MongoDB Node.js driver versions 4.9.1 and 4.9.0 present subtle but noteworthy differences for developers leveraging the library for database interactions. Both versions share a common core, including dependencies like bson, socks, denque, saslprep, and mongodb-connection-string-url, ensuring continued compatibility with existing MongoDB deployments. The primary distinctions lie in the development dependencies, reflecting updates to tooling and testing environments.
Version 4.9.1 brings upgrades to several development dependencies, such as tsd (increased from 0.21.0 to 0.22.0), eslint (increased from 8.17.0 to 8.22.0), ts-node (increased from 10.8.1 to 10.9.1), @types/chai (increased from 4.3.1 to 4.3.3), @types/node (increased from 17.0.42 to 18.7.13), @types/semver (increased from 7.3.9 to 7.3.12), @microsoft/api-extractor (increased from 7.25.0 to 7.29.5), @typescript-eslint/parser (increased from 5.28.0 to 5.35.1), @typescript-eslint/eslint-plugin (increased from 5.28.0 to 5.35.1) and prettier (increased from 2.7.0 to 2.7.1). These updates likely incorporate bug fixes, performance enhancements, and new features within the respective development tools. Furthermore, the releaseDate showcases a more recent build date for version 4.9.1, suggesting potential refinements or patches addressing issues identified after the release of 4.9.0. The unpacked size is slighlty bigger.
For developers, these incremental updates primarily impact the development workflow.

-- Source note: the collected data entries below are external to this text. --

PR #42, opened 2021-06-04
vhost_user: Add header flags support

### LINKED ISSUE #40: Allow `Master` to set flags in the header
We need a way to allow `Master` to send a request with the header containing some specific flags such as `need_reply`.

sboeuf:
Introduce a new method set_flags() in order to let the caller define the
expected set of flags that should be applied to the header for the
following messages.

Fixes #40

### DIFF
--- a/src/vhost_user/master.rs
+++ b/src/vhost_user/master.rs
@@ -84,6 +84,7 @@ impl Master {
                 protocol_features_ready: false,
                 max_queue_num,
                 error: None,
+                hdr_flags: VhostUserHeaderFlag::empty(),
             })),
         }
     }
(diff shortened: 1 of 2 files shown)


src/vhost_user/master.rs
```diff
@@ -125,6 +126,12 @@ impl Master {
 
         Ok(Self::new(endpoint, max_queue_num))
     }
+
+    /// Set the header flags that should be applied to all following messages.
+    pub fn set_flags(&self, flags: VhostUserHeaderFlag) {
```
sboeuf, line 131: @jiangliu maybe I should call it `set_hdr_flags()`, let me know what you think.

jiangliu: yes, set_hdr_flags() is more clear.

sboeuf: Done!

jiangliu (approved):

jiangliu (approved):

eryugey (approved):

sameo (approved):

PR #45, opened 2021-06-08
vhost_user: Fix NEED_REPLY for all messages

sboeuf:
Except the list of commands from which we can expect a reply, all the
other commands should be able to reply with an acknowledgment if being
asked for.

For the commands such as SET_PROTOCOL_FEATURES, which usually happens
before the protocol features negotiation is complete, we should also be
able to reply with an ACK if needed. Indeed, the protocol features
negotiation could have happened earlier, which means we might expect a
reply ACK from GET_FEATURES command if this happens later on.

### DIFF
--- a/src/vhost_user/master.rs
+++ b/src/vhost_user/master.rs
@@ -158,11 +158,9 @@ impl VhostBackend for Master {
     fn set_features(&self, features: u64) -> Result<()> {
         let mut node = self.node();
         let val = VhostUserU64::new(features);
-        let _ = node.send_request_with_body(MasterReq::SET_FEATURES, &val, None)?;
-        // Don't wait for ACK here because the protocol feature negotiation process hasn't been
-        // completed yet.
+        let hdr = node.send_request_with_body(MasterReq::SET_FEATURES, &val, None)?;
         node.acked_virtio_features = features & node.virtio_features;
-        Ok(())
+        node.wait_for_ack(&hdr).map_err(|e| e.into())
     }
 
     /// Set the current Master as an owner of the session.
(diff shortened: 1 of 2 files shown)


sboeuf:
@jiangliu @rbradford PTAL

src/vhost_user/master.rs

Upgrading to 4.9.1 ensures access to the latest linting rules, type definitions, and build tools, potentially leading to improved code quality and maintainability. However, the core functionality and API of the MongoDB driver remain largely consistent between the two versions, minimizing the risk of breaking changes during upgrades.
All the vulnerabilities related to the version 4.9.1 of the package
MongoDB Driver may publish events containing authentication-related data
Some MongoDB Drivers may erroneously publish events containing authentication-related data to a command listener configured by an application. The published events may contain security-sensitive data when specific authentication-related commands are executed.
Without due care, an application may inadvertently expose this sensitive information, e.g., by writing it to a log file. This issue only arises if an application enables the command listener feature (this is not enabled by default).
This issue affects the MongoDB C Driver 1.0.0 prior to 1.17.7, MongoDB PHP Driver 1.0.0 prior to 1.9.2, MongoDB Swift Driver 1.0.0 prior to 1.1.1, MongoDB Node.js Driver 3.6 prior to 3.6.10, MongoDB Node.js Driver 4.0 prior to 4.17.0 and MongoDB Node.js Driver 5.0 prior to 5.8.0. This issue also affects users of the MongoDB C++ Driver dependent on the C driver 1.0.0 prior to 1.17.7 (C++ driver prior to 3.7.0).